In conclusion, the Court ruled as follows: 1. plaintiffs’ motion regarding prior art references is denied; 2. plaintiffs’ motions regarding the 4SE3 antibody and inventor listings are granted; and 3. defendant’s motions for summary judgment are denied. Abbott Laboratories has since rebranded as AbbVie Inc. Definitions for "IQ" and "Koff" related to antibody-antigen interactions are provided. Methotrexate, originally a chemotherapy drug, is now classified as a disease-modifying anti-rheumatic drug (DMARD).

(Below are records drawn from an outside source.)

PR #2435, opened 2023-05-10
Fix the prof thread_name reference in prof_recent dump.

### LINKED ISSUE #2434: Crash in prof_recent_alloc_dump after #2407
We are seeing a crash in `ctl_byname` -> `experimental_prof_recent_alloc_dump_ctl` -> `prof_recent_alloc_dump` as (I believe) a result of this change.

The problem is that `emitter_json_kv` -> `emitter_json_value` -> `emitter_print_value` [expects `emitter_type_string` parameters to be passed as a double pointer](https://github.com/jemalloc/jemalloc/blob/dev/include/jemalloc/internal/emitter.h#L165-L167), but because we changed `thread_name` from a `char *thread_name` to `char thread_name[]` in #2407, `&thread_name` is no longer `char **` -- it's just `char *`.  Or at least, I think that is what is happening.

I think you might need to do something like this instead:

```
if (!prof_thread_name_empty()) {
  const char *thread_name = &alloc_tdata->thread_name;
  emitter_json_kv(emitter, "alloc_thread_name",
    emitter_type_string, &thread_name);
}
```

interwq:
As pointed out in #2434, the thread_name in prof_tdata_t was changed in #2407. This also requires an update for the prof_recent dump, specifically the emitter expects a "char **" which is fixed in this commit.

Also, add the prof_sys_thread_name feature in the prof_recent unit test, so that the combination of the two features is covered.  Verified that it catches the issue being fixed in this PR.

As a precaution, also went through all usage containing "thread_name" in the code base to make sure no similar issue exists.

Fixes #2434.

### DIFF
--- a/configure.ac
+++ b/configure.ac
@@ -1926,6 +1926,16 @@ dnl Check if we have dlsym support.
   if test "x${je_cv_pthread_getname_np}" = "xyes" ; then
     AC_DEFINE([JEMALLOC_HAVE_PTHREAD_GETNAME_NP], [ ], [ ])
   fi
+  dnl Check if pthread_set_name_np is available with the expected API.
+  JE_COMPILABLE([pthread_set_name_np(3)], [
+#include <pthread.h>
+#include <pthread_np.h>
+], [
+  pthread_set_name_np(pthread_self(), "set_name_test");
+], [je_cv_pthread_set_name_np])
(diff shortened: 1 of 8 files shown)


cemeyer (approved):
The proposed fix looks good to me.

guangli-dai (approved):

PR #2437, opened 2023-05-11
Remove dead stores detected by static analysis

Svetlitski:
None of these are harmful, and they are almost certainly optimized away by the compiler. The motivation for fixing them anyway is that we'd like to enable static analysis as part of CI, and the first step towards that is resolving the warnings it produces at present.

### DIFF
--- a/src/malloc_io.c
+++ b/src/malloc_io.c
@@ -423,7 +423,6 @@ malloc_vsnprintf(char *str, size_t size, const char *format, va_list ap) {
 			unsigned char len = '?';
 			char *s;
 			size_t slen;
-			bool first_width_digit = true;
 			bool pad_zero = false;
 
 			f++;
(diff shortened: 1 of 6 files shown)


src/malloc_io.c
```diff
@@ -474,7 +471,6 @@ malloc_vsnprintf(char *str, size_t size, const char *format, va_list ap) {
 				assert(uwidth != UINTMAX_MAX || get_errno() !=
 				    ERANGE);
 				width = (int)uwidth;
-				first_width_digit = false;
```
interwq, line 477: To confirm, this is the dead store we are getting rid of, right?

Svetlitski: Yes. The others were pretty straightforward, but this one took me a bit to convince myself it was correct. It _is_ a dead store, but unlike the others I'm not entirely sure that just removing it is the correct thing to do.

PR #2439, opened 2023-05-12
Added autoconf to installation instructions

jimw567:
./configure command doesn't exist in the repo. It needs to be generated using autoconf first.


interwq:
The section you are looking at is for the packaged jemalloc release (the tar downloaded at https://github.com/jemalloc/jemalloc/releases/tag/5.3.0), which has `configure` shipped within.

When building your own jemalloc from github source, the instructions are in the next section following `If building from unpackaged developer sources`

PR #2443, opened 2023-05-16
Fix build on GNU/Hurd

sthibaul:


bitcoinfinancier (approved):

paravoid:
I maintain the Debian packages for jemalloc, and @sthibaul is also with the Debian project, and one of the GNU Hurd porters. Samuel also had to submit a couple of changes ([1](https://sourceware.org/git/?p=glibc.git;a=commit;h=644aa127b9b42a899a12b6ccc6644bc035c231e3), [2](https://sourceware.org/git/?p=glibc.git;a=commit;h=53da64d1cf3694a132287d1ab6e9655031124e32)) to glibc for jemalloc to work on Hurd; he's definitely the subject-matter expert here!

I've included the changes in this PR in our jemalloc (5.3.0) Debian package, and it has built successfully ([build log](https://buildd.debian.org/status/fetch.php?pkg=jemalloc&arch=hurd-i386&ver=5.3.0-2&stamp=1694537714&raw=0)) on Hurd, and is passing the test suite with no warnings.

I doubt Hurd is a priority for jemalloc, but given this works and the changes are trivial and not invasive at all, nor hurt any other ports, I was hoping you'd just merge it, so that we don't have to carry any downstream patches. Thanks!

src/background_thread.c
```diff
@@ -116,24 +116,28 @@ set_current_thread_affinity(int cpu) {
 #if defined(JEMALLOC_HAVE_SCHED_SETAFFINITY) || defined(JEMALLOC_HAVE_PTHREAD_SETAFFINITY_NP)
 #if defined(JEMALLOC_HAVE_SCHED_SETAFFINITY)
 	cpu_set_t cpuset;
-#else
+#elif defined(JEMALLOC_HAVE_PTHREAD_GETAFFINITY_NP)
```
interwq, line 119: Question: does Hurd have pthread_getaffinity_np but not pthread_setaffinity_np? Asking because L116 have the `defined(JEMALLOC_HAVE_PTHREAD_SETAFFINITY_NP)` check.

This section of the code is assuming background thread is supported, so we should not have unsupported cases workaround here. See L86 around `#ifndef JEMALLOC_BACKGROUND_THREAD`. If it's not possible to support bg thds on hurd, let's make it explicitly so. Maybe through: https://github.com/jemalloc/jemalloc/blob/72cfdce71806443f4ccdbfe10aa5d50346a3d07e/configure.ac#L2575

src/jemalloc.c
```diff
@@ -747,8 +747,11 @@ malloc_ncpus(void) {
 #  endif
 #  if defined(JEMALLOC_HAVE_SCHED_SETAFFINITY)
 		sched_getaffinity(0, sizeof(set), &set);
-#  else
+#  elif defined(JEMALLOC_HAVE_PTHREAD_GETAFFINITY_NP)
 		pthread_getaffinity_np(pthread_self(), sizeof(set), &set);
+#  else
+		CPU_ZERO(&set);
```
interwq, line 753: This will cause jemalloc to detect wrong number of CPUs, and likely will not perform well, even defeating the purpose of using jemalloc. Is there no way to do so on hurd?

interwq (commented):
Thanks for sharing the context @paravoid and @sthibaul. Added some questions.

src/background_thread.c
sthibaul: > does Hurd have pthread_getaffinity_np but not pthread_setaffinity_np?

No, it has none of the two (and not sched_setaffinity either)

> This section of the code is assuming background thread is supported

Mmm, ok, but is thread binding really necessary for background thread support?

src/jemalloc.c
sthibaul: SMP support is still WIP, so it's actually the correct number of CPUs :)
That said, `sysconf(_SC_NPROCESSORS_ONLN)` will properly report 1, so perhaps it's the `#elif defined(CPU_COUNT)` above that should rather be `#elif defined(CPU_COUNT) && (defined(JEMALLOC_HAVE_SCHED_SETAFFINITY) || defined(JEMALLOC_HAVE_PTHREAD_GETAFFINITY_NP)`

paravoid:
Hi! Any news here?

PR #2446, opened 2023-05-17
Fix remaining static analysis warnings

Svetlitski:
Fix or suppress the remaining warnings generated by static analysis. This is a necessary step before we can incorporate static analysis into CI. Where possible, I've preferred to modify the code itself instead of just disabling the warning with a magic comment, so that if we decide to use different static analysis tools in the future we will be covered against them raising similar warnings.

### DIFF
--- a/include/jemalloc/internal/jemalloc_internal_inlines_c.h
+++ b/include/jemalloc/internal/jemalloc_internal_inlines_c.h
@@ -325,6 +325,8 @@ imalloc_fastpath(size_t size, void *(fallback_alloc)(size_t)) {
 	tcache_t *tcache = tsd_tcachep_get(tsd);
 	assert(tcache == tcache_get(tsd));
 	cache_bin_t *bin = &tcache->bins[ind];
+	/* Suppress spurious warning from static analysis */
+	assert(bin != NULL);
 	bool tcache_success;
 	void *ret;
 
--- a/include/jemalloc/internal/ph.h
+++ b/include/jemalloc/internal/ph.h
@@ -127,6 +127,7 @@ phn_merge_ordered(void *phn0, void *phn1, size_t offset,
 	phn0child = phn_lchild_get(phn0, offset);
 	phn_next_set(phn1, phn0child, offset);
 	if (phn0child != NULL) {
+		/* NOLINTNEXTLINE(readability-suspicious-call-argument) */
 		phn_prev_set(phn0child, phn1, offset);
 	}
 	phn_lchild_set(phn0, phn1, offset);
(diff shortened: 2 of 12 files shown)


include/jemalloc/internal/rtree.h
```diff
@@ -299,6 +299,10 @@ rtree_leaf_elm_write(tsdn_t *tsdn, rtree_t *rtree,
 	assert((uintptr_t)contents.edata % EDATA_ALIGNMENT == 0);
 	void *bits;
 	unsigned additional;
+  /* Suppress spurious warning from static analysis */
+  if (config_debug) {
+    additional = 0;
+  }
```
interwq: nit: put this into `rtree_contents_encode`, or that still gets the warning?

include/jemalloc/internal/jemalloc_internal_inlines_c.h
```diff
@@ -325,6 +325,8 @@ imalloc_fastpath(size_t size, void *(fallback_alloc)(size_t)) {
 	tcache_t *tcache = tsd_tcachep_get(tsd);
 	assert(tcache == tcache_get(tsd));
 	cache_bin_t *bin = &tcache->bins[ind];
+  /* Suppress spurious warning from static analysis */
+  assert(bin != NULL);
```
interwq: nit: indent is off

include/jemalloc/internal/ph.h
```diff
@@ -127,6 +127,7 @@ phn_merge_ordered(void *phn0, void *phn1, size_t offset,
 	phn0child = phn_lchild_get(phn0, offset);
 	phn_next_set(phn1, phn0child, offset);
 	if (phn0child != NULL) {
+		/* NOLINTNEXTLINE(readability-suspicious-call-argument) */
```
interwq, line 130: Question: if we put the NOLINT into phn_prev_ / _next_set, would that work too?

include/jemalloc/internal/rtree.h
```diff
@@ -481,6 +485,10 @@ rtree_write_range_impl(tsdn_t *tsdn, rtree_t *rtree, rtree_ctx_t *rtree_ctx,
 	 */
 	void *bits;
 	unsigned additional;
+  /* Suppress spurious warning from static analysis */
+  if (config_debug) {
+    additional = 0;
+  }
```
interwq: Similar indent here and below.

include/jemalloc/internal/jemalloc_internal_inlines_c.h
Svetlitski: Sorry, this commit was written before I had fixed my editor settings in response to your other reviews.

include/jemalloc/internal/ph.h
Svetlitski: I believe it has to be at the callsite, but even if not, I would advise leaving it as-is, because while these are false-positives, I think the lint has value in general. For example if you had code like:
```c
void *root = ...;
void *prev = ...;
...
phn_prev_set(prev, root, OFFSET);
```

Then the lint would save you from a mistake where you accidentally flipped the order of the arguments like that.

PR #2456, opened 2023-05-31
Use a local variable to set the alignment for this particular allocation

zoulasc:
Instead of changing mmap_flags which makes the change permanent. This was enforcing large alignments for allocations that did not need it causing fragmentation. Reported by Andreas Gustafsson.


interwq:
Thanks for the patch!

Methotrexate is recognized as an effective treatment for rheumatoid arthritis, with physicians having the option to prescribe it alone or in combination with an anti-hTNFa antibody drug. The prescribing physician is responsible for determining the dosage and frequency of methotrexate administration. The relevant legal framework, Title 35, U.S.C. 102, has been amended since the start of the litigation, but the earlier version applies for this case. Abbott does not contest the classification of three patents as prior art, which are essential for evaluating the obviousness of the claimed invention: U.S. Patent No. 5,530,101 (Queen et al.), U.S. Patent No. 5,698,195 (Le et al.), and U.S. Patent No. 6,270,766 (Feldman et al.). The presence of a factual dispute regarding conception has led the Court to defer examination of Abbott's diligence in reducing the invention to practice. The Court clarified that the term "isolated human antibody" does not necessitate any specific production method, while "recombinant antibody" is defined as one that is prepared or isolated through recombinant techniques.